PR #1479, opened 2024-01-18
Enable the use of unknown/opaque group context extensions.

kkohbrok:
This PR enables OpenMLS to handle unknown group context and leaf node extensions. Extensions that have to be instantiated using the `Unknown` extensiontype are handled  transparently by OpenMLS, which means that they can be used to encapsulate data, but they won't alter OpenMLS' behaviour. Extensions that have specific additional semantics need to be supported explicitly by OpenMLS.

This PR also re-adds the test removed in #1475.

### DIFF
--- a/CHANGELOG.md
+++ b/CHANGELOG.md
@@ -14,7 +14,7 @@ and this project adheres to [Semantic Versioning](https://semver.org/spec/v2.0.0
 - [#1475](https://github.com/openmls/openmls/pull/1475): Fully process GroupContextExtension proposals
 - [#1477](https://github.com/openmls/openmls/pull/1477): Allow setting leaf node extensions and capabilities of the group creator when creating an MlsGroup(Config)
 - [#1478](https://github.com/openmls/openmls/pull/1478): Remove explicit functions to set `RequiredCapabilitiesExtension` and `ExternalSendersExtension` when building an MlsGroup(Config) in favor of the more general function to set group context extensions
-- [#1479](https://github.com/openmls/openmls/pull/1479): Allow the use of extensions with `ExtensionType::Unknown` in group context and leaf nodes
+- [#1479](https://github.com/openmls/openmls/pull/1479): Allow the use of extensions with `ExtensionType::Unknown` in group context, key packages and leaf nodes
 
 ## 0.5.0 (XXXX-XX-XX)
 
--- a/CHANGELOG.md
+++ b/CHANGELOG.md
@@ -9,6 +9,8 @@ and this project adheres to [Semantic Versioning](https://semver.org/spec/v2.0.0
 
 ### Changed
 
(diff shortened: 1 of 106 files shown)


CHANGELOG.md
```diff
@@ -14,6 +14,7 @@ and this project adheres to [Semantic Versioning](https://semver.org/spec/v2.0.0
 - [#1475](https://github.com/openmls/openmls/pull/1475): Fully process GroupContextExtension proposals
 - [#1477](https://github.com/openmls/openmls/pull/1477): Allow setting leaf node extensions and capabilities of the group creator when creating an MlsGroup(Config)
 - [#1478](https://github.com/openmls/openmls/pull/1478): Remove explicit functions to set `RequiredCapabilitiesExtension` and `ExternalSendersExtension` when building an MlsGroup(Config) in favor of the more general function to set group context extensions
+- [#1479](https://github.com/openmls/openmls/pull/1479): Allow the use of extensions with `ExtensionType::Unknown` in group context and leaf nodes
```
franziskuskiefer, line 17: Is there a reason to restrict to group context and leaf nodes?

openmls/src/group/mls_group/test_mls_group.rs
```diff
@@ -1195,3 +1208,86 @@ fn builder_pattern(ciphersuite: Ciphersuite, provider: &impl OpenMlsProvider) {
...
     assert_eq!(builder_err, InvalidExtensionError::IllegalInLeafNodes);
 }
+
+// Test that unknown group context and leaf node extensions can be used in groups
+#[apply(ciphersuites_and_providers)]
+fn unknown_extensions(ciphersuite: Ciphersuite, provider: &impl OpenMlsProvider) {
+    let (alice_credential_with_key, _alice_kpb, alice_signer, _alice_pk) =
+        setup_client("Alice", ciphersuite, provider);
+
+    let unknown_gc_extension = Extension::Unknown(0xff00, UnknownExtension(vec![0, 1, 2, 3]));
```
franziskuskiefer, line 1218: You only use private IDs here. Which is good.
I wonder if we should enforce that, or allow any ID for unknown extensions.

franziskuskiefer (commented):
Thanks, generally looks good.
Only two questions.

CHANGELOG.md
kkohbrok: Now that I think about it, I could include KeyPackage extensions. It probably also works for GroupInfo extensions, but we don't have a way to send specific GroupInfo extensions.

kkohbrok: I've changed the changelog accordingly and added a test, as well as documentation in the book w.r.t. unknown KP extensions. I suspect that GroupInfo extensions also work, but we'd have to expose them at the API level first.

openmls/src/group/mls_group/test_mls_group.rs
kkohbrok: Turns out this is a bit trickier than I expected and I'd rather not do it in this PR. I've added an issue, though: #1480.

franziskuskiefer (approved):
Thanks, let's get it in.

- [WHAT THE EXERCISE ASKS]: Every line of the data above is to be copied out exactly.

- [ANSWER FOR THE TASK]:
PR #1479, opened 2024-01-18
Enable the use of unknown/opaque group context extensions.

kkohbrok:
This PR enables OpenMLS to handle unknown group context and leaf node extensions. Extensions that have to be instantiated using the `Unknown` extensiontype are handled  transparently by OpenMLS, which means that they can be used to encapsulate data, but they won't alter OpenMLS' behaviour. Extensions that have specific additional semantics need to be supported explicitly by OpenMLS.

This PR also re-adds the test removed in #1475.

### DIFF
--- a/CHANGELOG.md
+++ b/CHANGELOG.md
@@ -14,7 +14,7 @@ and this project adheres to [Semantic Versioning](https://semver.org/spec/v2.0.0
 - [#1475](https://github.com/openmls/openmls/pull/1475): Fully process GroupContextExtension proposals
 - [#1477](https://github.com/openmls/openmls/pull/1477): Allow setting leaf node extensions and capabilities of the group creator when creating an MlsGroup(Config)
 - [#1478](https://github.com/openmls/openmls/pull/1478): Remove explicit functions to set `RequiredCapabilitiesExtension` and `ExternalSendersExtension` when building an MlsGroup(Config) in favor of the more general function to set group context extensions
-- [#1479](https://github.com/openmls/openmls/pull/1479): Allow the use of extensions with `ExtensionType::Unknown` in group context and leaf nodes
+- [#1479](https://github.com/openmls/openmls/pull/1479): Allow the use of extensions with `ExtensionType::Unknown` in group context, key packages and leaf nodes
 
 ## 0.5.0 (XXXX-XX-XX)
 
--- a/CHANGELOG.md
+++ b/CHANGELOG.md
@@ -9,6 +9,8 @@ and this project adheres to [Semantic Versioning](https://semver.org/spec/v2.0.0
 
 ### Changed
 
(diff shortened: 1 of 106 files shown)


CHANGELOG.md
```diff
@@ -14,6 +14,7 @@ and this project adheres to [Semantic Versioning](https://semver.org/spec/v2.0.0
 - [#1475](https://github.com/openmls/openmls/pull/1475): Fully process GroupContextExtension proposals
 - [#1477](https://github.com/openmls/openmls/pull/1477): Allow setting leaf node extensions and capabilities of the group creator when creating an MlsGroup(Config)
 - [#1478](https://github.com/openmls/openmls/pull/1478): Remove explicit functions to set `RequiredCapabilitiesExtension` and `ExternalSendersExtension` when building an MlsGroup(Config) in favor of the more general function to set group context extensions
+- [#1479](https://github.com/openmls/openmls/pull/1479): Allow the use of extensions with `ExtensionType::Unknown` in group context and leaf nodes
```
franziskuskiefer, line 17: Is there a reason to restrict to group context and leaf nodes?

openmls/src/group/mls_group/test_mls_group.rs
```diff
@@ -1195,3 +1208,86 @@ fn builder_pattern(ciphersuite: Ciphersuite, provider: &impl OpenMlsProvider) {
...
     assert_eq!(builder_err, InvalidExtensionError::IllegalInLeafNodes);
 }
+
+// Test that unknown group context and leaf node extensions can be used in groups
+#[apply(ciphersuites_and_providers)]
+fn unknown_extensions(ciphersuite: Ciphersuite, provider: &impl OpenMlsProvider) {
+    let (alice_credential_with_key, _alice_kpb, alice_signer, _alice_pk) =
+        setup_client("Alice", ciphersuite, provider);
+
+    let unknown_gc_extension = Extension::Unknown(0xff00, UnknownExtension(vec![0, 1, 2, 3]));
```
franziskuskiefer, line 1218: You only use private IDs here. Which is good.
I wonder if we should enforce that, or allow any ID for unknown extensions.

franziskuskiefer (commented):
Thanks, generally looks good.
Only two questions.

CHANGELOG.md
kkohbrok: Now that I think about it, I could include KeyPackage extensions. It probably also works for GroupInfo extensions, but we don't have a way to send specific GroupInfo extensions.

kkohbrok: I've changed the changelog accordingly and added a test, as well as documentation in the book w.r.t. unknown KP extensions. I suspect that GroupInfo extensions also work, but we'd have to expose them at the API level first.

openmls/src/group/mls_group/test_mls_group.rs
kkohbrok: Turns out this is a bit trickier than I expected and I'd rather not do it in this PR. I've added an issue, though: #1480.

franziskuskiefer (approved):
Thanks, let's get it in.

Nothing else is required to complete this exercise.